In his effort to pass antibusing legislation in the 1970s, Biden helped facilitate a coalition built between conservatives who had long opposed civil rights and liberals who chafed at the prospect of reform in their communities. His efforts helped insulate whites from the burdens of reform after the civil-rights revolution of the 1960s in matters pertaining to public schools marked by, in the new language of the period, racial imbalances in the demographics of surrounding neighborhoods.
And so, Biden found himself in Harris’s sights. Biden’s position—drifting away from the 1960s liberal consensus on civil rights—aligns him, and a number of other Democratic leaders, squarely within the mainstream of white public opinion, as documented by polling. His numbers may have taken a hit less because of the positions he’s taken, with which a majority of the American public still agrees, than because of his persistent lack of self-reflection and refusal to acknowledge his role in this history. Harris, for her part, found her numbers buoyed by her pointed criticism of Biden’s record, but has backed away from endorsing federally mandated busing as a solution to the endemic problem of racial segregation in the nation’s schools.

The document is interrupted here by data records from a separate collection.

PR #10245, opened 2022-11-10
Residual aggregator output dir specified automatically

martenole:
To enable automatic transfer of calibration output to EOS

### DIFF
--- a/Detectors/GlobalTrackingWorkflow/tpcinterpolationworkflow/include/TPCInterpolationWorkflow/TPCResidualAggregatorSpec.h
+++ b/Detectors/GlobalTrackingWorkflow/tpcinterpolationworkflow/include/TPCInterpolationWorkflow/TPCResidualAggregatorSpec.h
@@ -62,7 +62,7 @@ class ResidualAggregatorDevice : public o2::framework::Task
       storeMetaFile = true;
     }
     if (!mWriteOutput && (outputDirConf != "none" || storeMetaFile)) {
-      LOGF(alarm, "File output is disabled, but output directory %s was specified and meta file storage is set to %i", outputDirConf, storeMetaFile);
+      LOGF(info, "File output is disabled, but output directory %s was specified and meta file storage is set to %i. No output file will be written", outputDirConf, storeMetaFile);
       storeMetaFile = false;
     }
     mAggregator = std::make_unique<o2::tpc::ResidualAggregator>(minEnt);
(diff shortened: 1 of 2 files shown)


martenole:
This does actually not distinguish between a synthetic and a physics run. Can I check the `RUNTYPE` variable and in case it is not `PHYSICS` disable the output completely? Or should something else be checked to distinguish the run types for the synch. reco?

davidrohr:
I think `$RUNTYPE` is the right thing to check.

martenole:
I tested this locally with default RUNTYPE=Standalone and with RUNTYPE=SYNTHETIC. Only in SYNTHETIC I disable the file writing, because otherwise when the run type is not PHYSICS the calibration does not run at all.
Since we have only one meta file directory for all kinds of data maybe we could in a followup PR change CTF_METAFILES_DIR to METAFILES_DIR and define that centrally in setenv.sh instead of only in dpl-workflow.sh as it is now. But I don't want to change that now so that hopefully this PR can be merged today.

chiarazampolli:
Hi @martenole , 
Which other run types (apart from PHYSICS) need this calibration? 
Chiara

davidrohr:
I think the METAINFO_DIR should go to gen_topo.sh, since it should be set centrally for the epns. All EPN settings should go there, not to setenv.sh.

martenole:
Hi Chiara, hi David,

> Which other run types (apart from PHYSICS) need this calibration?

this calibration is only needed for PHYSICS.

> I think the METAINFO_DIR should go to gen_topo.sh, since it should be set centrally for the epns. All EPN settings should go there, not to setenv.sh.

I agree it should be set in gen_topo.sh to the directory used on the EPNs. But in setenv.sh it should also be defined to `/dev/null` in case it was not previously set. The `/dev/null` is needed when not running on the EPNs

chiarazampolli:
Ciao Ole, 

If it is to be run only in PHYSICS (as I thought), I don't understand the comment from before:
```
Only in SYNTHETIC I disable the file writing, because otherwise when the run type is not PHYSICS the calibration does not run at all.
```
Sorry if it is trivial.
Chiara

martenole:
Ok I also did not say it correctly. In synthetics it should run as well, just to exercise the machinery. But in that case it should not create any ROOT output. In physics runs some files will be written and then transferred to EOS.

martenole:
build/O2/o2 is restarting all the time. Will merge soon to have it in tomorrow's tag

During the signing ceremony of the Civil Rights Act of 1964 on July 2, 1964, President Lyndon Johnson asserted, “The Civil Rights Act relies first on voluntary compliance, then on the efforts of local communities and States to secure the rights of citizens. It provides for the national authority to step in only when others cannot or will not do the job.” That Biden and Harris seem to have both rejected this last sentiment in the matter of school segregation, and none of the other candidates has openly endorsed federally mandated remedies as a tool to thwart the resegregation of public schools in the past two decades, is an ominous development. And given the rejection of a strong federal government and civil rights by many conservatives, we are headed again toward a nation of schools separate and unequal.